Archive for June, 2011

A Flash of Blue

Friday, June 17th, 2011

During June and July, eggs of the Five-lined Skink (Plestiodon fasciatus) hatch, producing tiny black and white striped offspring with metallic blue tails. These small lizards are often common in yards, on logs in the forest, and on the sides of trees. When approached, they rapidly disappear into leaf litter or under a log. What we often see is just a blur of blue.

Juvenile Five-lined Skink

Juvenile Five-lined Skink

The black and white stripes fade as the skinks get older, and just after they reach sexual maturity, their tails fade to match the brown body coloration. Why are the juveniles so brightly colored in the first place, and why do they lose this coloration?

Adult female Five-lined Skink

Adult female Five-lined Skink

If you watch a young skink for a while, it will go in and out of leaf liter looking for small insects. When its body goes into the leaf litter, it will move the tail back and forth on the leaf litter. If a bird or other predator has been watching the lizard, the blue tail signals that the skink knows a predator is near and that it likely can escape if attacked. If the bird attacks anyway, it may get the tail but the lizard will escape and grow a new tail. Losing a tail doesn’t cost a young skink very much in terms of energy. So this is the answer to the first question. The bright coloration distracts a predator away form the body of the skink to the tail, which can be re-grown if lost.

As these skinks grow and lose their juvenile coloration, they tend to become cryptic. That is, they match the background colors of the forest and are much more difficult to see. They are also more experienced because they are older. Adults store fat in the tail, and that fat is used by males for reproductive related behavior, and by females, to produce eggs. As a result, losing a tail as an adult is expensive energetically and it can affect their ability to reproduce in a given year. They also can grow back their tails if they should lose them, but they might have to skip a year of reproduction. Consequently, the tail in adults is an important fat storage organ, so good reasons exist to not attract attention to it.

Small Yard Snakes

Friday, June 17th, 2011

Especially during Spring and Fall, we often see very small snakes, either on the sidewalks in morning or afternoon, or in our landscaping, often under rocks and other surface objects. We are talking about snakes about as big around as a pencil and usually less than one foot long. What the heck are they, and what are they doing in your yard?

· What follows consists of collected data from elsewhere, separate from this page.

PR #735, opened 2024-03-08
chore: Set user-agent for publish script

jszwedko:
crates.io has started returning 403s for the default requests user-agent. I'm guessing to avoid bot requests.


pront (approved):
👍

PR #1332, opened 2025-03-10
chore(build script): sort grok pattern file names

veehaitch:
The `read_grok_patterns` build script function uses `std::fs::read_dir` to read grok patterns from the `src/datadog/grok/patterns` directory and creates the `pattern.rs` file from them.

As mentioned in the [`std::fs::read_dir`](https://doc.rust-lang.org/stable/std/fs/fn.read_dir.html) documentation, "the order in which this iterator returns entries is platform and filesystem dependent", which means that the order of the entries in the resulting `pattern.rs` may be different for the same platform on a different filesystem. Since the patterns end up in the final binary, this poses a reproducibility problem.

To mitigate this problem, this change sorts the result of `std::fs::read_dir` before creating `pattern.rs`.

## Change Type

- [ ] Bug fix
- [ ] New feature
- [ ] Performance

## Is this a breaking change?

- [ ] Yes
- [x] No

## Checklist

### DIFF
--- a/build.rs
+++ b/build.rs
@@ -31,9 +31,15 @@ fn read_grok_patterns() {
         "#[allow(clippy::needless_raw_string_hashes)]\nstatic PATTERNS: &[(&str, &str)] = &[\n"
             .to_string();
 
-    fs::read_dir(Path::new("src/datadog/grok/patterns"))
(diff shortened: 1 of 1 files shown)


pront (approved):
LGTM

The answer to the first question varies with where you live. In the immediate vicinity of Norman, Oklahoma and in most of the eastern half of the state, those small snakes are usually adults of several possible species. The first, and easiest to identify, is the Ring-necked Snake (Diadophis punctatus). It is dark gray or bluish on top with a narrow orange or yellow ring around its neck. If you bother it, it will coil its tail and turn it over exposing bright red to yellow underparts. The entire underside of the body is red to yellow with some black specks running down the belly. Ring-necked snakes eat small invertebrates, such as earthworms, spiders, and insect larvae, but they can take very small vertebrates.

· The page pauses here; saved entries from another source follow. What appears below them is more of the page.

PR #1334, opened 2025-03-11
enhancement(match_datadog_query): add is_phrase flag to equals method

PSeitz:
## Summary

Update the Filter trait's equals signature to include an `is_phrase` boolean flag.

Without that information there is no way to distinguish between phrased and non-phrased queries. They behave differently in datadog on default fields

This is for matching on default fields (typically `message`) in datadog. The matching behavior for phrases is different than non-phrased. In a phrase the tokens need to be in the same order. E.g.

Ring-necked Snake—note the obvious orange ring around the neck

Ring-necked Snake—note the obvious orange ring around the neck

If it is not a Ring-necked snake, the next thing to look for is some sort of pattern on the back of the body. If it has a pattern, then it most likely is a Brown or DeKay’s Snake (Storeria dekayi). Although the body color can vary from light tan to brown or even reddish, a lighter colored stripe will run down the midline of the back and the head will be darker than the rest of the body. However, look closely at the head and the tip of the tail, because the possibility exists that it may be a juvenile Pigmy Rattlesnake (Sistrurus miliarius). If the head is triangular shaped and it has a tiny rattle on the end of its tail, then is it a Pygmy Rattlesnake and you should leave it alone. Brown Snakes mostly eat earthworms.

Brown or DeKay's Snake

Brown or DeKay's Snake

This leaves two small snakes, both of which are solid gray on top, with no obvious markings. One will have a slightly flattened (but not diamond-shaped) head that is a tad darker than the body. It will also have very small, beady black eyes, and if you turn it over, it will have a pinkish belly. This is a Flat-headed Snake (Tantilla gracilis). These eat centipedes.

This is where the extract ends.